■ Data for processing
PR #818, opened 2023-05-02
SNOW-628569 Implement DataFrame.alias

sfc-gh-stan:

   Fixes SNOW-629569

   - [c] I am adding a new automated test(s) to verify correctness of my new code

   Implement dataframe.alias to enable (1) joining two dataframes with duplicate columns w/o specifying suffix, (2) self join (3) referring to columns with syntax `col(<df alias name>, <col name>)` after such joins.
   
   **TODO:**
    - Add `col(<df alias name>, "*")` support
    - Make df.copy preserve `df._select_statement`, such that self join queries can be flattened.

### DIFF
--- a/src/snowflake/snowpark/_internal/analyzer/analyzer.py
+++ b/src/snowflake/snowpark/_internal/analyzer/analyzer.py
@@ -335,13 +335,10 @@ class Analyzer:
                 return "*"
             else:
                 return ",".join(
-                    list(
-                        map(
-                            self.analyze,
-                            fake_col_name_to_real_col_name,
-                            expr.expressions,
-                        )
-                    )
+                    [
+                        self.analyze(e, fake_col_name_to_real_col_name)
+                        for e in expr.expressions
+                    ]
                 )
 
         if isinstance(expr, SnowflakeUDF):
@@ -654,7 +651,7 @@ class Analyzer:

■ Directions for this task
Repeat the listing in full, keeping every line exactly as it is.

■ Result for this exercise
PR #818, opened 2023-05-02
SNOW-628569 Implement DataFrame.alias

sfc-gh-stan:

   Fixes SNOW-629569

   - [c] I am adding a new automated test(s) to verify correctness of my new code

   Implement dataframe.alias to enable (1) joining two dataframes with duplicate columns w/o specifying suffix, (2) self join (3) referring to columns with syntax `col(<df alias name>, <col name>)` after such joins.
   
   **TODO:**
    - Add `col(<df alias name>, "*")` support
    - Make df.copy preserve `df._select_statement`, such that self join queries can be flattened.

### DIFF
--- a/src/snowflake/snowpark/_internal/analyzer/analyzer.py
+++ b/src/snowflake/snowpark/_internal/analyzer/analyzer.py
@@ -335,13 +335,10 @@ class Analyzer:
                 return "*"
             else:
                 return ",".join(
-                    list(
-                        map(
-                            self.analyze,
-                            fake_col_name_to_real_col_name,
-                            expr.expressions,
-                        )
-                    )
+                    [
+                        self.analyze(e, fake_col_name_to_real_col_name)
+                        for e in expr.expressions
+                    ]
                 )
 
         if isinstance(expr, SnowflakeUDF):
@@ -654,7 +651,7 @@ class Analyzer:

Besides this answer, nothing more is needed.